Death, Taxes … and Breach Reporting

It is said that the only two certainties in life are death and taxes. If you are a HIPAA covered entity, you can add reporting breaches of unsecured protected health information (PHI) to the Department of Health and Human Services (HHS), Office for Civil Rights (OCR). For breaches involving less than 500 individuals, the Breach Notification Rule requires a covered entity to submit information to HHS at least annually through OCR’s breach reporting portal on the HHS website. For the 2016 calendar year the deadline for reporting breaches affecting fewer than 500 individuals is March 1, 2017

Since 2015, OCR requires specific information about a covered entity’s “under 500 breaches,” much like reporting of larger breaches. Each breach incident reported through the OCR breach portal requires supplying information including details about when the breach incident was discovered, when notifications to individuals were made, the root causes of the breach incident and steps the covered entity has taken to mitigate another occurrence.

We recommend a strategic approach in the development of the information to be reported through the OCR portal. OCR will act on the information supplied by the covered entity, and it will influence the interest the agency takes in conducting a review of the incident. Providing inaccurate information about a breach or an organization’s mitigation efforts can lead to big problems. To give your organization a head start in developing its strategy in reporting through the OCR breach portal, we have prepared previews of the web pages from the HHS website. We also offer the following tips:

  • Pay attention that the date on which the breach is discovered is no more than 60 days from when individuals are notified. The Breach Notification Rule requires a covered entity send notification to the individual(s) whose PHI was compromised no later than 60 calendar days following discovery of a breach. If there is more than a 60 day delay in notifications, be prepared to explain why.
  • Keep the explanation of how the breach occurred short, simple and to the point. Sometimes organizations provide a detailed explanation that can be perceived as indicating poor compliance practices or systemic failures to safeguard PHI when in actuality the incident can be shown to have been an isolated occurrence. Better that the initial breach report be a short summary of the facts and save the minute details for any follow-up review conducted by OCR.
  • When reporting to OCR steps the organization has taken to fix compliance problems or safeguards put into place that would address the root cause of the breach incident, ensure that the mitigation activities can be demonstrated or documented through the risk management plan.
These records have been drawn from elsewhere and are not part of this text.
PR #481, opened 2023-04-20
SNOW-796657 Avoid unnecessary String#getBytes allocations

sfc-gh-lsembera:
Some calls to `String#getBytes` we are making are not necessary. This PR restructures the code, so that we can String#getBytes once early after receiving the string from the user. 

Affected data types are `VARCHAR`, `VARIANT`, `OBJECT` and `ARRAY`.


sfc-gh-lsembera:
This change is not needed.

PR #484, opened 2023-04-21
NO-SNOW Fix flaky Windows test

sfc-gh-lsembera:
The test `SnowflakeStreamingIngestChannelTest#testInsertRowThrottling` is flaky on Windows. The reason is that we are using mockito to mock methods from java.lang.Runtime in one thread and read them in another. These changes are not always guaranteed to be visible in the other thread.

What is clear from OCR’s recent enforcement actions and resolution agreements is that the stakes are significantly higher for covered entities, business associates, and their subcontractors. It is not enough to have adopted a Notice of Privacy Practices and HIPAA-compliant policies and procedures; rather, HIPAA compliance must become engrained in an organization’s culture and day-to-day business practices.

Nor may entities that timely report a privacy or security breach resulting from a stolen laptop realistically believe that they can avoid investigation and potential CMPs. Now, HHS is looking behind the stolen laptop (the symptom) to identify if sufficient attention has been paid to HIPAA privacy and security requirements and individuals affected by the incident have been notified in a timely manner, as well as reviewing the mechanisms that could have brought the risk to light sooner and potentially prevented the theft in a timely manner (the cause).